** What you have to do **
Each line of the data should be transcribed exactly as given.

Saved entries:
========================================

Issue #914, opened 2017-03-17
Option to set auto compaction retention policy


snarlysodboxer:
We would like to be able to set [this setting](https://github.com/coreos/etcd/blob/master/Documentation/op-guide/configuration.md#--auto-compaction-retention), otherwise we have to run jobs to periodically do compaction.

There are a couple others that would be nice to be able to set as well, like [v2](https://github.com/coreos/etcd/blob/master/Documentation/op-guide/configuration.md#--enable-v2), [cors](https://github.com/coreos/etcd/blob/master/Documentation/op-guide/configuration.md#--cors), and others.

xiang90:
Yes. This is something we will address soon.

xiang90:
@snarlysodboxer do you want to add this feature?

we need to:

1. introduce etcdPolicy into the cluster spec
2. add auto compaction as the first parameter

PR #1001, opened 2017-04-25
spec: support user defined evn

xiang90:
fix https://github.com/coreos/etcd-operator/issues/914.

/cc @hongchaodeng


hongchaodeng:
lgtm

PR #1002, opened 2017-04-25
k8sutil: fix env overwrite in self hosted cluster

xiang90:


pkg/util/k8sutil/self_hosted.go
```diff
@@ -77,9 +77,9 @@ func NewSelfHostedEtcdPod(name string, initialCluster []string, clusterName, ns,
 		commands = fmt.Sprintf("%s --initial-cluster-token=%s", commands, token)
 	}
 
-	var env []v1.EnvVar
+	env := []v1.EnvVar{envPodIP}
```
hongchaodeng: Why not do the same thing to normal cluster?

xiang90: we do not need to get podIP in normal cluster. so we never pass in env before.

hongchaodeng:
lgtm

Issue #872, opened 2017-03-08
Support custom labels in pod template


davidquarles:
This is piggybacking on #552, but [our use case](https://github.com/coreos/etcd-operator/issues/552#issuecomment-284895991) doesn't require direct access to the raw pod spec/template.

PR #1006, opened 2017-04-26
*: support customized labels

xiang90:
fix https://github.com/coreos/etcd-operator/issues/872

/cc @hongchaodeng @hasbro17


hongchaodeng:
lgtm

PR #1015, opened 2017-04-27
*: s3 backup path should include its namesapce

xiang90:


hongchaodeng:
lgtm

I think this is a good start. Let's use this to write an upgrade test.

PR #1023, opened 2017-04-28
e2e: safe update TPR instead of unconditional update

hasbro17:
Unconditional update will overwrite TPR and we should not use it.


hongchaodeng:
Commit title and comment should tell why you do it, not what you have done.

Change commit title:
```
e2e: safe update TPR instead of unconditional update

Unconditional update will overwrite TPR and we should not use it.
```

hongchaodeng:
Also remove the unconditionalUpdate() method in k8sutil

hongchaodeng:
I'm surprised that no one is using `UpdateClusterTPRObjectUnconditionally` but `unused` didn't fail it...

PR #1462, opened 2017-09-29
hack: fix Dockerfile path in etcd-backup-operator push

fanminshi:


fanminshi:
cc/ @hongchaodeng PTAL

PR #1463, opened 2017-09-29
*: add etcd backup controller

fanminshi:


fanminshi:
only controller logic cc/ @hongchaodeng

fanminshi:
checking crd logic added.

hongchaodeng:
It's better to let @hasbro17 review this once he comes back on Monday.
It is better to make him catch up as well.

pkg/etcd-backup-operator/controller/operator.go
```diff
@@ -0,0 +1,64 @@
+package controller
+
+import (
+	"context"
+	"fmt"
+	"os"
+
+	"github.com/Sirupsen/logrus"
```
hasbro17: Group this together with non etcd-operator imports on line 15.

pkg/etcd-backup-operator/controller/operator.go
```diff
@@ -0,0 +1,64 @@
...
+	if err != nil {
+		return err
+	}
+	go b.run(ctx)
+	<-ctx.Done()
+	return ctx.Err()
+}
+
+func (b *Backup) init(ctx context.Context) error {
+	logrus.Fatalf("checking if crd %v exists", v1beta2.EtcdBackupCRDName)
```
hasbro17: You probably meant `logrus.Infof()`. Fatalf will exit.

Also I'm thinking the backup operator should have a logger similar to the etcd-operator, with a field like `pkg=backup-controller` or something. It makes it easier to search through the logs if they are tagged like that.
https://github.com/coreos/etcd-operator/blob/master/pkg/controller/controller.go#L76

fanminshi: sounds like a good idea.

pkg/etcd-backup-operator/controller/controller.go
```diff
@@ -0,0 +1,72 @@
...
+		DeleteFunc: b.onDelete,
+	}, cache.Indexers{})
+
+	defer b.queue.ShutDown()
+
+	logrus.Info("starting backup controller")
+	go b.informer.Run(ctx.Done())
+
+	if !cache.WaitForCacheSync(ctx.Done(), b.informer.HasSynced) {
+		logrus.Error("Timed out waiting for caches to sync")
```
hongchaodeng: This is not a timeout error, right?

pkg/etcd-backup-operator/controller/operator.go
```diff
@@ -0,0 +1,64 @@
+package controller
+
+import (
+	"context"
+	"fmt"
+	"os"
+
+	"github.com/Sirupsen/logrus"
+	v1beta2 "github.com/coreos/etcd-operator/pkg/apis/etcd/v1beta2"
```
hongchaodeng:
```
api "github.com/coreos/etcd-operator/pkg/apis/etcd/v1beta2"
```

pkg/etcd-backup-operator/controller/operator.go
hongchaodeng: What is this for?

pkg/etcd-backup-operator/controller/operator.go
```diff
@@ -0,0 +1,64 @@
...
+	go b.run(ctx)
+	<-ctx.Done()
+	return ctx.Err()
+}
+
+func (b *Backup) init(ctx context.Context) error {
+	logrus.Fatalf("checking if crd %v exists", v1beta2.EtcdBackupCRDName)
+	_, err := b.kubeExtClient.ApiextensionsV1beta1().CustomResourceDefinitions().Get(v1beta2.EtcdBackupCRDName, v1.GetOptions{})
+	if err != nil {
+		return fmt.Errorf("crd %v is not found", v1beta2.EtcdBackupCRDName)
```
hongchaodeng: This is not only not found error?

pkg/etcd-backup-operator/controller/operator.go
```diff
@@ -0,0 +1,64 @@
...
+		return err
+	}
+	go b.run(ctx)
+	<-ctx.Done()
+	return ctx.Err()
+}
+
+func (b *Backup) init(ctx context.Context) error {
+	logrus.Fatalf("checking if crd %v exists", v1beta2.EtcdBackupCRDName)
+	_, err := b.kubeExtClient.ApiextensionsV1beta1().CustomResourceDefinitions().Get(v1beta2.EtcdBackupCRDName, v1.GetOptions{})
```
hongchaodeng: I think we can assume CRD exist for initial version.

pkg/etcd-backup-operator/controller/sync.go
```diff
@@ -0,0 +1,83 @@
...
+		b.queue.AddRateLimited(key)
+		return
+	}
+
+	b.queue.Forget(key)
+	// Report that, even after several retries, we could not successfully process this key
+	logrus.Infof("Dropping Backup (%v) out of the queue: %v", key, err)
+}
+
+// func (b *Backup) backupStatus() {
```
hongchaodeng: remove commented code

pkg/etcd-backup-operator/controller/sync.go
```diff
@@ -0,0 +1,83 @@
...
+	return nil
+}
+
+func (b *Backup) handleBackup(spec *api.EtcdBackupSpec) error {
+	// TODO:
+	return nil
+}
+
+// don't retry on any backup failure.
+const maxRetries = 0
```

========================================

** Output **
Issue #914, opened 2017-03-17
Option to set auto compaction retention policy


snarlysodboxer:
We would like to be able to set [this setting](https://github.com/coreos/etcd/blob/master/Documentation/op-guide/configuration.md#--auto-compaction-retention), otherwise we have to run jobs to periodically do compaction.

There are a couple others that would be nice to be able to set as well, like [v2](https://github.com/coreos/etcd/blob/master/Documentation/op-guide/configuration.md#--enable-v2), [cors](https://github.com/coreos/etcd/blob/master/Documentation/op-guide/configuration.md#--cors), and others.

xiang90:
Yes. This is something we will address soon.

xiang90:
@snarlysodboxer do you want to add this feature?

we need to:

1. introduce etcdPolicy into the cluster spec
2. add auto compaction as the first parameter

PR #1001, opened 2017-04-25
spec: support user defined evn

xiang90:
fix https://github.com/coreos/etcd-operator/issues/914.

/cc @hongchaodeng


hongchaodeng:
lgtm

PR #1002, opened 2017-04-25
k8sutil: fix env overwrite in self hosted cluster

xiang90:


pkg/util/k8sutil/self_hosted.go
```diff
@@ -77,9 +77,9 @@ func NewSelfHostedEtcdPod(name string, initialCluster []string, clusterName, ns,
 		commands = fmt.Sprintf("%s --initial-cluster-token=%s", commands, token)
 	}
 
-	var env []v1.EnvVar
+	env := []v1.EnvVar{envPodIP}
```
hongchaodeng: Why not do the same thing to normal cluster?

xiang90: we do not need to get podIP in normal cluster. so we never pass in env before.

hongchaodeng:
lgtm

Issue #872, opened 2017-03-08
Support custom labels in pod template


davidquarles:
This is piggybacking on #552, but [our use case](https://github.com/coreos/etcd-operator/issues/552#issuecomment-284895991) doesn't require direct access to the raw pod spec/template.

PR #1006, opened 2017-04-26
*: support customized labels

xiang90:
fix https://github.com/coreos/etcd-operator/issues/872

/cc @hongchaodeng @hasbro17


hongchaodeng:
lgtm

PR #1015, opened 2017-04-27
*: s3 backup path should include its namesapce

xiang90:


hongchaodeng:
lgtm

I think this is a good start. Let's use this to write an upgrade test.

PR #1023, opened 2017-04-28
e2e: safe update TPR instead of unconditional update

hasbro17:
Unconditional update will overwrite TPR and we should not use it.


hongchaodeng:
Commit title and comment should tell why you do it, not what you have done.

Change commit title:
```
e2e: safe update TPR instead of unconditional update

Unconditional update will overwrite TPR and we should not use it.
```

hongchaodeng:
Also remove the unconditionalUpdate() method in k8sutil

hongchaodeng:
I'm surprised that no one is using `UpdateClusterTPRObjectUnconditionally` but `unused` didn't fail it...

PR #1462, opened 2017-09-29
hack: fix Dockerfile path in etcd-backup-operator push

fanminshi:


fanminshi:
cc/ @hongchaodeng PTAL

PR #1463, opened 2017-09-29
*: add etcd backup controller

fanminshi:


fanminshi:
only controller logic cc/ @hongchaodeng

fanminshi:
checking crd logic added.

hongchaodeng:
It's better to let @hasbro17 review this once he comes back on Monday.
It is better to make him catch up as well.

pkg/etcd-backup-operator/controller/operator.go
```diff
@@ -0,0 +1,64 @@
+package controller
+
+import (
+	"context"
+	"fmt"
+	"os"
+
+	"github.com/Sirupsen/logrus"
```
hasbro17: Group this together with non etcd-operator imports on line 15.

pkg/etcd-backup-operator/controller/operator.go
```diff
@@ -0,0 +1,64 @@
...
+	if err != nil {
+		return err
+	}
+	go b.run(ctx)
+	<-ctx.Done()
+	return ctx.Err()
+}
+
+func (b *Backup) init(ctx context.Context) error {
+	logrus.Fatalf("checking if crd %v exists", v1beta2.EtcdBackupCRDName)
```
hasbro17: You probably meant `logrus.Infof()`. Fatalf will exit.

Also I'm thinking the backup operator should have a logger similar to the etcd-operator, with a field like `pkg=backup-controller` or something. It makes it easier to search through the logs if they are tagged like that.
https://github.com/coreos/etcd-operator/blob/master/pkg/controller/controller.go#L76

fanminshi: sounds like a good idea.

pkg/etcd-backup-operator/controller/controller.go
```diff
@@ -0,0 +1,72 @@
...
+		DeleteFunc: b.onDelete,
+	}, cache.Indexers{})
+
+	defer b.queue.ShutDown()
+
+	logrus.Info("starting backup controller")
+	go b.informer.Run(ctx.Done())
+
+	if !cache.WaitForCacheSync(ctx.Done(), b.informer.HasSynced) {
+		logrus.Error("Timed out waiting for caches to sync")
```
hongchaodeng: This is not a timeout error, right?

pkg/etcd-backup-operator/controller/operator.go
```diff
@@ -0,0 +1,64 @@
+package controller
+
+import (
+	"context"
+	"fmt"
+	"os"
+
+	"github.com/Sirupsen/logrus"
+	v1beta2 "github.com/coreos/etcd-operator/pkg/apis/etcd/v1beta2"
```
hongchaodeng:
```
api "github.com/coreos/etcd-operator/pkg/apis/etcd/v1beta2"
```

pkg/etcd-backup-operator/controller/operator.go
hongchaodeng: What is this for?

pkg/etcd-backup-operator/controller/operator.go
```diff
@@ -0,0 +1,64 @@
...
+	go b.run(ctx)
+	<-ctx.Done()
+	return ctx.Err()
+}
+
+func (b *Backup) init(ctx context.Context) error {
+	logrus.Fatalf("checking if crd %v exists", v1beta2.EtcdBackupCRDName)
+	_, err := b.kubeExtClient.ApiextensionsV1beta1().CustomResourceDefinitions().Get(v1beta2.EtcdBackupCRDName, v1.GetOptions{})
+	if err != nil {
+		return fmt.Errorf("crd %v is not found", v1beta2.EtcdBackupCRDName)
```
hongchaodeng: This is not only not found error?

pkg/etcd-backup-operator/controller/operator.go
```diff
@@ -0,0 +1,64 @@
...
+		return err
+	}
+	go b.run(ctx)
+	<-ctx.Done()
+	return ctx.Err()
+}
+
+func (b *Backup) init(ctx context.Context) error {
+	logrus.Fatalf("checking if crd %v exists", v1beta2.EtcdBackupCRDName)
+	_, err := b.kubeExtClient.ApiextensionsV1beta1().CustomResourceDefinitions().Get(v1beta2.EtcdBackupCRDName, v1.GetOptions{})
```
hongchaodeng: I think we can assume CRD exist for initial version.

pkg/etcd-backup-operator/controller/sync.go
```diff
@@ -0,0 +1,83 @@
...
+		b.queue.AddRateLimited(key)
+		return
+	}
+
+	b.queue.Forget(key)
+	// Report that, even after several retries, we could not successfully process this key
+	logrus.Infof("Dropping Backup (%v) out of the queue: %v", key, err)
+}
+
+// func (b *Backup) backupStatus() {
```
hongchaodeng: remove commented code

pkg/etcd-backup-operator/controller/sync.go
```diff
@@ -0,0 +1,83 @@
...
+	return nil
+}
+
+func (b *Backup) handleBackup(spec *api.EtcdBackupSpec) error {
+	// TODO:
+	return nil
+}
+
+// don't retry on any backup failure.
+const maxRetries = 0
```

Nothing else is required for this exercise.